Skip to content

Voicebank-Demand Dataset

Voicebank-Demand, also known as VCTK-Demand, is a noise suppression dataset with a sampling rate of 48kHz.
There are two train datasets: one is a 28-speaker version, and the other is a 56-speaker version.
In many papers, including ours, the 28-speaker version is used.

Preparing dataset

Download

Download the train data, test data, and logfiles from here.
Download a trainscript file of the testset from here.

Downsample

If needed, downsample the dataset using scripts/resample.py.
For example, if you want to downsample to 16kHz, run the code below:

python -m scripts.resample --to-sr 16000 --from-dir ~/Datasets/voicebank-demand/48k --to-dir ~/Datasets/voicebank-demand/16k

After downloading, the directory may look like this:

voicebank-demand
├─ 16k
|  ├─ clean_testset_wav
|  ├─ clean_trainset_28spk_wav
|  ├─ noisy_testset_wav
|  └─ noisy_trainset_28spk_wav
├─ 48k
|  ├─ clean_testset_wav
|  ├─ clean_trainset_28spk_wav
|  ├─ noisy_testset_wav
|  └─ noisy_trainset_28spk_wav
└─ logfiles
   ├─ log_readme.txt
   ├─ log_testset.txt
   ├─ log_trainset_28spk.txt
   └─ transcript_testset.txt

Modify Configuration file

You have to change the dataset path and sampling rate of configuration file.

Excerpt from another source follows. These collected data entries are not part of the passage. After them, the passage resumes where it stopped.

PR #1478, opened 2025-09-10
Update the TensorFlow Mixin to use modern libraries

schmikei:
Tensorflow overview
image
image

Tensorflow logs (new dashboard that gets its own dashboard controls)
image

This initially was to just get the parity of the dashboard, let me know if we want to get any more changes here since its sort of an older mixin :)


tensorflow-mixin/config.libsonnet
```diff
@@ -1,17 +1,34 @@
...
+  dashboardPeriod: 'now-30m',
+  dashboardTimezone: 'default',
+  dashboardRefresh: '1m',
 
-    // for alerts
-    alertsModelRequestErrorRate: '30',  // %
-    alertsBatchQueuingLatency: '5000000',  // µs
+  // logs lib related
+  enableLokiLogs: true,
+  logLabels: if self.enableMultiCluster then ['job', 'instance', 'cluster', 'level'] else ['job', 'instance', 'level'],
```
Dasomeone, line 18: is `model_name` not present in the log labels for us to group by?

tensorflow-mixin/signals/core.libsonnet
```diff
@@ -0,0 +1,66 @@
...
+      },
+      graphBuildTime: {
+        name: 'Average graph build time',
+        nameShort: 'Build time',
+        type: 'raw',
+        description: 'Average time taken to build graphs.',
+        unit: 'µs',
+        sources: {
+          prometheus: {
+            expr: 'increase(:tensorflow:core:graph_build_time_usecs{%(queriesSelector)s}[$__rate_interval])/increase(:tensorflow:core:graph_build_calls{%(queriesSelector)s}[$__rate_interval])',
```
Dasomeone: Could you update the `increase()` queries to use the `[$__interval:] -offset $__interval` time slice instead of `$__rate_interval` from our best practices doc?

https://docs.google.com/document/d/1K9ljGlgQsXkq1prLm3SxwMYNqRCVoowHujUeFs_mxCY/edit?tab=t.0#heading=h.4md3humnajpb

Should be a bit more resilient to low throughput systems and sum correctly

For example, to train FastEnhancer-B, change data section in configs/fastenhancer/b.yaml.

Dataset Code

For Voicebank-demand dataset, we load clean and noisy speech pairs.
To check or modify the dataset code, see utils/data/voicebank_demand.py.

Training Code

To check or modify the training code for Voicebank-Demand, see wrappers/ns.py.
Clean and noisy pairs are loaded for training.